The approval would make India the first country to give the regulatory green light to the British drugmaker’s vaccine as the British medicine regulator continues to examine data from the vaccine’s late-stage trials.
India, the world’s biggest vaccine manufacturer, wants to start inoculating its citizens next month and is also considering emergency-use authorisation applications for vaccines made by Pfizer and local company Bharat Biotech.
Getting vaccines to the world’s second-most populous country with one of the world’s highest infection rates will also be a big step forward in the battle against the pandemic.

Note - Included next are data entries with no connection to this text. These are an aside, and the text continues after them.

PR #12349, opened 2022-10-20
Do not add architecture to system packages by default, only when cross-compiling

### LINKED ISSUE #12320: [feature] install system packages without architecture
Currently, recipes with arch settings trying to install system packages always install the system package with architecture matching the profile. This makes xorg/system fail on some distros (alma, Fedora and Centos), because some of the system packages do not have an architecture:
the failures:
- https://github.com/bincrafters/system-packages-checks/actions/runs/3266259888/jobs/5369817368#step:6:191
- https://github.com/bincrafters/system-packages-checks/actions/runs/3266259888/jobs/5369817556#step:6:180
- https://github.com/bincrafters/system-packages-checks/actions/runs/3266259888/jobs/5369816469#step:6:263
- https://github.com/bincrafters/system-packages-checks/actions/runs/3266259888/jobs/5369819520#step:6:238
- https://github.com/bincrafters/system-packages-checks/actions/runs/3266259888/jobs/5369819717#step:6:198
- https://github.com/bincrafters/system-packages-checks/actions/runs/3266259888/jobs/5369817145#step:6:244

these two system packages have no arch, cf!
- https://almalinux.pkgs.org/9/almalinux-appstream-x86_64/xkeyboard-config-devel-2.33-2.el9.noarch.rpm.html
- https://almalinux.pkgs.org/9/almalinux-crb-x86_64/xorg-x11-xtrans-devel-1.4.0-8.el9.noarch.rpm.html

We could consider adding a method like `_SystemPackageManagerTool.install_archless(...)` ? Or an automatic fallback to archless if there is no existing package for the setting's arch ?

czoido:
Changelog: Feature: Do not add architecture to system packages by default, only when cross-compiling.
Docs: omit

The most common situation when installing system packages is that you don't use the architecture in the package name unless you are cross-compiling, so this defaults to that behaviour.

The AstraZeneca-Oxford shot is considered vital for lower-income countries and people living in warmer climates because it is cheaper, easier to transport and can be stored for long periods at normal fridge temperatures.
India’s Central Drugs Standard Control Organization (CDSCO) first reviewed the three applications on December 9 and sought more information from all the companies, including from Serum Institute of India (SII), which is making the AstraZeneca shots.
400 million doses by July
SII, the world’s biggest vaccine manufacturer, has now provided all the data, the two sources said. The authorities were still waiting for more details from Pfizer, a government health adviser told a news briefing on Tuesday, while one of the sources said additional information was expected from Bharat Biotech.
Both sources said Indian health officials were in direct contact with their British counterparts over the AstraZeneca shot and that there were “strong indications” an approval would come by next week.
The expected approval comes after data from AstraZeneca’s late-stage trials in the UK and Brazil released earlier this month showed the vaccine had efficacy of 62 percent for trial participants given two full doses, but 90 percent for a smaller sub-group given a half, then a full dose.